Following the Italian invasion of Albania in April 1939, Achille Starace, a leading fascist organizer, was sent to Albania to set up the Albanian Fascist Party and the Albanian Fascist Youth. ENGA, an Albanian youth organization modelled after the Italian Opera Nazionale Balilla organization merged into GLA. After the founding of the GLA, Giro remained the main organizer of the movement. The GLA was modelled after the Italian Youth of the Lictor, and was politically under the command of its Italian counterpart. The uniforms of GLA were similar to those used in Italy. Girls were organized in Female Youth of the Lictor (Gioventù Femminile del Littorio) and boys under fourteen years of age were organized in Balilla groups. Parallel to the Youth of the Lictor there were also groups of university fascists, but these groups were rather marginal as Albania had few universities.

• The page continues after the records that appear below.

PR #177, opened 2021-06-30
REALMC-9391: Add initial data source to app create body

andrewzlchen:
Since we added a new field for the app creation endpoint in the `baas` PR of this ticket, we need to update the app creation request body that we send to baas from the realm-cli to match what we do in the UI.

This PR handles the above change and it adds a requirement that makes users specify a data source if they want to make a template app.

I believe prompting users for the data source that they want to use if they're requesting a template would be an improvement, but the current log should work for the time being.

### DIFF
--- a/internal/cloud/realm/app.go
+++ b/internal/cloud/realm/app.go
@@ -18,10 +18,11 @@ const (
 
 // AppMeta is Realm application metadata
 type AppMeta struct {
-	Location        Location        `json:"location,omitempty"`
-	DeploymentModel DeploymentModel `json:"deployment_model,omitempty"`
-	Environment     Environment     `json:"environment,omitempty"`
-	Template        string          `json:"template_id,omitempty"`
+	Location          Location        `json:"location,omitempty"`
+	DeploymentModel   DeploymentModel `json:"deployment_model,omitempty"`
+	Environment       Environment     `json:"environment,omitempty"`
+	Template          string          `json:"template_id,omitempty"`
+	InitialDataSource interface{}     `json:"link_data_source_data,omitempty"`
 }
 
 // App is a Realm application
--- a/internal/cloud/realm/app.go
+++ b/internal/cloud/realm/app.go
@@ -18,11 +18,11 @@ const (
 
 // AppMeta is Realm application metadata
 type AppMeta struct {
-	Location          Location        `json:"location,omitempty"`
-	DeploymentModel   DeploymentModel `json:"deployment_model,omitempty"`
-	Environment       Environment     `json:"environment,omitempty"`
-	Template          string          `json:"template_id,omitempty"`
-	InitialDataSource interface{}     `json:"link_data_source_data,omitempty"`
+	Location        Location        `json:"location,omitempty"`
+	DeploymentModel DeploymentModel `json:"deployment_model,omitempty"`
+	Environment     Environment     `json:"environment,omitempty"`
+	Template        string          `json:"template_id,omitempty"`
+	DataSource      interface{}     `json:"data_source,omitempty"`
 }
 
 // App is a Realm application
--- a/internal/commands/app/create.go
+++ b/internal/commands/app/create.go
@@ -183,14 +183,31 @@ func (cmd *CommandCreate) Handler(profile *user.Profile, ui terminal.UI, clients
 		return nil
 	}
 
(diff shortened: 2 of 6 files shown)


internal/commands/app/create_inputs.go
```diff
@@ -206,6 +208,7 @@ func (i *createInputs) resolveClusters(ui terminal.UI, client atlas.Client, grou
 					ReadPreference:      "primary",
 					WireProtocolEnabled: false,
 				},
+				Version: 1,
```
andrewzlchen, line 211: I needed to make this 1 in order to pass validation for the import handler.

I'm guessing that manually setting 1 here is not optimal. I'm having trouble finding context for what this version is, and how its being used.

Is there a better way of getting this?

tsedgwick: Setting to 1 is fine, afaik this only relates to using promises.
https://github.com/10gen/baas/blob/master/service/models/version.go

https://github.com/10gen/baas/blob/master/function/execution/vm/stream.go#L33

internal/commands/app/create.go
```diff
@@ -183,14 +183,31 @@ func (cmd *CommandCreate) Handler(profile *user.Profile, ui terminal.UI, clients
 		return nil
 	}
 
+	// choose a data source to import template app schema data onto
```
tsedgwick, line 186: defaulting to the first cluster isn't ideal for anyone with more than one datasource. can we just add the prompt to let the user select?

internal/cloud/realm/app.go
```diff
@@ -18,10 +18,11 @@ const (
...
 type AppMeta struct {
-	Location        Location        `json:"location,omitempty"`
-	DeploymentModel DeploymentModel `json:"deployment_model,omitempty"`
-	Environment     Environment     `json:"environment,omitempty"`
-	Template        string          `json:"template_id,omitempty"`
+	Location          Location        `json:"location,omitempty"`
+	DeploymentModel   DeploymentModel `json:"deployment_model,omitempty"`
+	Environment       Environment     `json:"environment,omitempty"`
+	Template          string          `json:"template_id,omitempty"`
+	InitialDataSource interface{}     `json:"link_data_source_data,omitempty"`
```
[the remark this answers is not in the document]
andrewzlchen: okay sounds good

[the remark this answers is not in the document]
tsedgwick: https://github.com/10gen/baas/pull/4454

internal/commands/app/create.go
andrewzlchen: added a prompt if user is trying to link multiple data sources

andrewzlchen:
The rest of the tests seem to be failing because cloud-dev seems to be down

internal/commands/app/create.go
andrewzlchen: hmm now that im looking at it again, I think maybe it's better to move this to the _inputs.go file. I will do this tonight

internal/commands/app/create_test.go
```diff
@@ -510,7 +519,27 @@ Check out your app: cd ./remote-app && realm-cli app describe
...
+		assert.Nil(t, consoleErr)
+		defer console.Close()
+
+		doneCh := make(chan (struct{}))
+		go func() {
+			defer close(doneCh)
+			procedure(console)
+		}()
+
+		// out, ui := mock.NewUI()
```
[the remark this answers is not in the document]
andrewzlchen: ack, wasn't sure at first so I just commented this out, but I forgot to come back to remove this.

I'll remove this for the next round

internal/commands/app/create_inputs.go
```diff
@@ -257,6 +261,45 @@ func (i *createInputs) resolveDatalakes(ui terminal.UI, client atlas.Client, gro
 	return dsDatalakes, nonExistingDatalakes, nil
 }
 
+func (i createInputs) resolveInitialTemplateDataSource(ui terminal.UI, dataLakes []dataSourceDatalake, clusters []dataSourceCluster) (interface{}, error) {
+	if len(dataLakes)+len(clusters) == 0 {
```
tsedgwick, line 265: this is a lot cleaner 👏🏻

tsedgwick (approved):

The Italian authorities built a marble palace for the GLA in Tirana, in the same complex as the Casa del Fascio, one of a series of lavish façades that popped up in the city during Italian rule.

The organization's press organ was Liktori (Lictor) newspaper, with Ligor Buzi as editor.

Ramiz Alia, who served as head of state of Albania in 1985-1992, had been a member of the fascist youth movement, but later left it and in 1943 he joined the Communist resistance movement.